When coherence is low, the inequality reverses. The body shifts into defensive metabolism. Inflammation rises. Cognition narrows. Threat dominates interpretation. The phenomenology becomes familiar: brain fog, reactivity, attentional collapse, social withdrawal. None of these states are character. All of them are biology under unrecovered load.
The therapeutic and educational implication is straightforward: interventions that produce coherence across multiple domains outperform interventions that optimise one domain in isolation. This is not an argument against specificity. It is an argument against the implicit framing that any single domain is the lever. The lever is the alignment itself.
What this framework refuses
To be useful, a framework also has to be honest about what it is not.

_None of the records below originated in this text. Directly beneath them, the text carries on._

PR #2935, opened 2020-12-15
Removing code to handle legacy functions

joehan:
### Description
Removing code that supported legacy functions triggers and functions deployed prior to version 3.17.6 of firebase-tools.

 The impact of removing this is that functions with legacy trigger types will show an uglier error, and functions deployed prior to v3.17.6 won't be recognized as Firebase functions (and therefore won't be deleted).

I tested normal function deploys, but I didn't have any legacy triggers or old functions to test this on.


mbleigh (approved):
Changed base to `next` since I think that's where we're staging 9.0.0 things.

This is not a theory of individual responsibility. Many of the inputs the eight domains depend on are environmental, economic, and political. People living in food deserts cannot easily fix the second domain. People in shift work cannot easily fix the first. People in violent neighbourhoods cannot easily fix the seventh. The framework names what is required for flourishing. It does not pretend that all eight domains are equally available to all bodies.
This is also not a theory that reduces emotional or relational life to biology. The biology is the substrate, not the whole story. The argument is that the substrate has been chronically neglected in conversations about flourishing — not that the rest of the story can be deleted.
And it is not a theory of cure. Adaptive Resilience is a direction of work, not a finish line. The point is to shift the slope of the inequality, not to reach a static endpoint.
Why this is hopeful
The reason this framework matters now is that the discourse around modern suffering has slid steadily toward fatalism. Mental health metrics are worsening. Trust is eroding. Loneliness is rising. Inflammatory markers in the general population are higher than they have been in any well-measured period in modern history.
The fatalistic reading is that the modern world is incompatible with human flourishing.
I do not think that is what the evidence shows. The evidence shows that the modern world as currently arranged is incompatible with human flourishing in eight specific, addressable, well-documented ways. The work is to address them — domain by domain, person by person, community by community — until the substrate is rebuilt.
The biology cooperates. It cooperates faster than the literature on personality change would suggest. Inflammation responds in weeks. Sleep architecture responds in days. Plasticity reopens with the right inputs. The Outer Metazoa restores immune tone in months. Coherence emerges, when it does, with surprising speed once the inputs align.
This is the unintuitive optimism that the framework rests on. The body is not the problem. The conditions are the problem, and the conditions are designable.
Eight domains is not a hedge against ambition. It is the architecture of a flourishing life, and bringing all eight into alignment is exactly the point — not as a performance of mastery, but as the substrate that makes everything else affordable.
So: which one, if you brought it into alignment first, would change the most about the rest?